*** Opening of Information shown ***

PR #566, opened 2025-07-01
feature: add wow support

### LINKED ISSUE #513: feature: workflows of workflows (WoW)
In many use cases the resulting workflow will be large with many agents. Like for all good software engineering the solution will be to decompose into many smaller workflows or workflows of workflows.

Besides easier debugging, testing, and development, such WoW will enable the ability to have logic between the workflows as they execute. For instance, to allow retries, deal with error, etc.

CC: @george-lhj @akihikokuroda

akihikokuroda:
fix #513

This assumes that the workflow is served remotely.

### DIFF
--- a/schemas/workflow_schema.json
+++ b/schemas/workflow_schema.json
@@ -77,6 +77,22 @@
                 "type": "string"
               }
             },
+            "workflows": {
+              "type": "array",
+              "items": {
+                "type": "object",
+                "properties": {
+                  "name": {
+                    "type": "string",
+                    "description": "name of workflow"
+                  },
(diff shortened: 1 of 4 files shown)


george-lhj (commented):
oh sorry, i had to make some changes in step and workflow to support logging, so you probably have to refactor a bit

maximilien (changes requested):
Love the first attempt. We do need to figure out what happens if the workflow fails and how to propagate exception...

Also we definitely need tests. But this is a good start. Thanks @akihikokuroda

*** Close of Information shown ***
*** Opening of Information shown ***

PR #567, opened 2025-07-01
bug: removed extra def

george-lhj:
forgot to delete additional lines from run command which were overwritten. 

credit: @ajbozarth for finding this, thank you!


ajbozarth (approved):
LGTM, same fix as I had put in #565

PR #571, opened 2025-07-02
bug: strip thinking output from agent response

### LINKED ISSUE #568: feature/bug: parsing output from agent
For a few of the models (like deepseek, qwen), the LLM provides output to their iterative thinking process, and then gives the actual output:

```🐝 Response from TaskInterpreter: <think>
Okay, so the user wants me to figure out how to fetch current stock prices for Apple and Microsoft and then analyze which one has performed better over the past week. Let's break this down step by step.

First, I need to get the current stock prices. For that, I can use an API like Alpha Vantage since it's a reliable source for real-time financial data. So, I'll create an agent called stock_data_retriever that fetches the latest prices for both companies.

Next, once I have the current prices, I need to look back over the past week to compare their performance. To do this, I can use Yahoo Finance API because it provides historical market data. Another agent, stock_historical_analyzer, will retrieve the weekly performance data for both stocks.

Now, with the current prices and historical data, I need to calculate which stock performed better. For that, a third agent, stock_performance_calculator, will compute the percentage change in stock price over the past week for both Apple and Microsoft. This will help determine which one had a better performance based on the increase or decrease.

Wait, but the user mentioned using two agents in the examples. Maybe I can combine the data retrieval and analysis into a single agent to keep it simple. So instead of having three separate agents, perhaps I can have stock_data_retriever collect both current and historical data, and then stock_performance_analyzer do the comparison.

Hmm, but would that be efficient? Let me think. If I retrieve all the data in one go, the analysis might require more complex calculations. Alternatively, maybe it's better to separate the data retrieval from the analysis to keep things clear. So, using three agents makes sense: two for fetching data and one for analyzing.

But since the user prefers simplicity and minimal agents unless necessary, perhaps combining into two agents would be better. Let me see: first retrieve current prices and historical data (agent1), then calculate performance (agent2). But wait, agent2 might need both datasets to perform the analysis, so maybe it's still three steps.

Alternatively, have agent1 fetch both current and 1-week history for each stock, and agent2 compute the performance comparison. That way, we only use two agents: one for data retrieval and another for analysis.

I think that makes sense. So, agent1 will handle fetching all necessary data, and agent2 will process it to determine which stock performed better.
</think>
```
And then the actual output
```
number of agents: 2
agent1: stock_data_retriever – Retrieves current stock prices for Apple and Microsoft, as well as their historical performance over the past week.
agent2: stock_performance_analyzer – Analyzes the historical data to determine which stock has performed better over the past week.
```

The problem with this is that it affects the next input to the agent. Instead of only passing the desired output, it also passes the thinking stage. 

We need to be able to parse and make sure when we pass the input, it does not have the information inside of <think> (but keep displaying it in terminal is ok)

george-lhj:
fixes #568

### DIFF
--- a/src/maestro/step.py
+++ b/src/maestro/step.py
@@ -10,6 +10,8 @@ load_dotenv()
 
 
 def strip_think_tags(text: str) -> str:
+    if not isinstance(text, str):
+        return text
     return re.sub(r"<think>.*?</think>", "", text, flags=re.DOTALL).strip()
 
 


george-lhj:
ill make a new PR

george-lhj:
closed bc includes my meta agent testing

*** Close of Information shown ***
*** Opening of Information shown ***

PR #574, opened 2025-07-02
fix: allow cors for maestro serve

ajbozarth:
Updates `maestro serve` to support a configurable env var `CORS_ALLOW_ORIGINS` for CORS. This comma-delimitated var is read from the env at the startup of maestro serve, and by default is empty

*** Close of Information shown ***

Directions for this task:
Copy out, from the data above, each line where the string "return" is present.

Task result:
+        return text
     return re.sub(r"<think>.*?</think>", "", text, flags=re.DOTALL).strip()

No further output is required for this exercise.